The answer must be a single number: how many lines of the records below contain "scripts".

::: DATASET RECORDS

PR #1749, opened 2021-04-13
Stricter enforcement of DRA in helper scripts

Zejnilovic:


scripts/bash/enceladus_env.template.sh
```diff
@@ -34,12 +34,14 @@ STD_DEFAULT_DRIVER_MEMORY=""
 STD_DEFAULT_DRIVER_CORES=""
 STD_DEFAULT_EXECUTOR_MEMORY=""
 STD_DEFAULT_EXECUTOR_CORES=""
+STD_DEFAULT_DRA_EXECUTOR_MEMORY=""
+STD_DEFAULT_DRA_EXECUTOR_CORES=""
```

::::::

- **SOLUTION FOR THIS EXERCISE**: 2